This morning Tegan got up early.  Well, it wasn’t exactly early.  It was 8:00.  But that’s early for her lately, because  she’s been staying up late, and sleeping in the next morning.  Which works out well for me, because it gives me plenty of time to work on my ever-growing to-do list before anyone gets up.  But this morning she got up at 8:00, and in her sleepy little stupor, immediately sprawled herself out on the couch.  I knew she was about to fall back to sleep, so I asked her if she wanted me to get her blanket.

“No,” she told me.  “Come back to bed with me.”  Her eyes were nearly closed already.

“You want to go back to bed?”

She nodded with her eyes closed.  “Yes, but I want you to come with me.  Come lay with me.”
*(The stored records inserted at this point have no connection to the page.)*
PR #3595, opened 2019-09-11
[FUSED] Add lstm sequence operator

tsocha:
```
Inputs:
0: X input data
1: initial_hidden_state
2: initial_cell_state
3: sequence_lengths
4: W forward weights
5: R recurse weights
6: B bias
7: P pipholes(optional)[Required by ONNX]

Attributes:
0. hidden_size
1. direction
2. activations(optional)
3. activations_alpha(optional)
4. activations_beta(optional)
5. clip(optional)
6. input_forget(optional)[Required by ONNX]
```


src/ngraph/op/fused/lstm_sequence.hpp
```diff
@@ -0,0 +1,154 @@
...
+            ///
+            std::shared_ptr<Node> get_masked_node(const std::shared_ptr<Node>& data,
+                                                  std::int32_t time_step,
+                                                  std::size_t batch_axis = 0,
+                                                  const std::shared_ptr<Node>& default_value = {
+                                                      nullptr}) const;
+
+            NodeVector lstm_pass(bool is_reverse = false) const;
+
+            std::shared_ptr<Node> prepare_input(Output<Node> node, bool is_reverse) const;
```
arogowie-intel: Some documentation would be helpful :)

jbobba:
@tsocha I dont see any shape inference here? Is that planned for a separate PR?

src/ngraph/op/fused/lstm_sequence.cpp
```diff
@@ -0,0 +1,230 @@
...
+#include "ngraph/op/util/broadcasting.hpp"
+
+using namespace ngraph;
+using namespace std;
+
+constexpr NodeTypeInfo op::LSTMSequence::type_info;
+NodeVector op::LSTMSequence::decompose_op() const
+{
+    NodeVector results;
+    if (m_direction == "forward" || m_direction == "reverse")
```
diyessi: If we really must be forced to make these strings, let's at least define constants for them and use the constants rather than the strings.

src/ngraph/op/fused/lstm_sequence.cpp
```diff
@@ -0,0 +1,230 @@
...
+    {
+        tmp = builder::split(node, 2).at(is_reverse ? 1 : 0);
+    }
+    // Since we have forward LSTM we can squeeze `num_directions` axis from inputs.
+    return builder::squeeze(tmp);
+}
+
+void op::LSTMSequence::validate_and_infer_types()
+{
+    NGRAPH_CHECK(m_direction == "bidirectional" || m_direction == "forward" ||
```
diyessi: Replace with constants if these can't be enums.

src/ngraph/op/fused/lstm_sequence.hpp
```diff
@@ -0,0 +1,154 @@
...
+            std::int64_t get_hidden_size() const { return m_hidden_size; }
+            bool get_input_forget() const { return m_input_forget; }
+        private:
+            ///
+            /// \brief      Gets the masked node according to sequence lenght in a batch.
+            ///
+            /// \note       Zeros out values or sets them to default value for inputs with
+            ///             sequence lenght shorter than currently procssed time step.
+            ///
+            /// \param[in]  data           The input node.
```
diyessi: Use `value` instead of `node`. Nodes can have more than one output, so these are not nodes.
If you are calling it the input in the doc, use `input` for the variable name.

src/ngraph/op/fused/lstm_sequence.hpp
tsocha: Done

src/ngraph/op/fused/lstm_sequence.cpp
tsocha: m_direction is a enum now.

src/ngraph/op/fused/lstm_sequence.cpp
tsocha: m_direction is a enum now.

src/ngraph/op/fused/lstm_sequence.hpp
tsocha: Done

tsocha:
> @jbobba 
> @tsocha I dont see any shape inference here? Is that planned for a separate PR?

I used `constructor_validate_and_infer_types` method, is it enough or do I need to make more changes?

jbobba:
> > @jbobba
> > @tsocha I dont see any shape inference here? Is that planned for a separate PR?
> 
> I used `constructor_validate_and_infer_types` method, is it enough or do I need to make more changes?

Should be good. Can you add some type_prop tests as well.

tsocha:
> > > @jbobba
> > > @tsocha I dont see any shape inference here? Is that planned for a separate PR?
> > 
> > 
> > I used `constructor_validate_and_infer_types` method, is it enough or do I need to make more changes?
>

I knew if I waited about 30 seconds before I got up that she would just fall back to sleep again on the couch.  I also knew that it was a moment I wouldn’t get back.

“Come lay with me.”

My first instinct was to grab my tablet (I’d been catching up on emails) so that I could use it in bed after she’d fallen asleep, but I knew she wouldn’t like that.

My daughter.

My need to do. all. the. things.

I acted before I could debate it.  I left my tablet on the couch, and walked her back to bed.  I tucked us both in, her little body happily curled against mine.  It was only a matter of minutes before she was asleep, her head heavy against my arm, her breathing deep and even.

I slowed down.

I breathed.

Her timing was, as always, impeccable.  In many ways, life is about to slow down for the next month or so.  Swimming is officially over, ballet ended for the summer last week, karate ends on Saturday.  And with so many of my clients with travel plans, even my yoga class has taken a hiatus for at least the next month.  But because this is, well, the real world, in many ways life is about to pick up as well.  Lots of plans, lots of projects, lots to do.
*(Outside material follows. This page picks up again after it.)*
PR #3607, opened 2019-09-12
[MLIR] Add flag to dump jitted MLIR to object file

dcaballe:
This PR adds a flag to dump the jitted MLIR code to an object
file and another flag to be able to specify the object file name.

But not this morning.  Not right now.  There’s a place for stillness too.  A time to slow down.  A time to breathe.  I laid with my sleeping girl for a long time, savoring the moment, drinking in the lesson.

Slow down.

Breathe.

After she woke up, we hung out in bed for another hour, to-do list be damned.  We watched TV, read about 7 Dora books, and talked about the important things moms and daughters talk about. I snuck out of the room just once when she was asleep, but I came right back.tegansleepingI just had to take a picture, to remind me.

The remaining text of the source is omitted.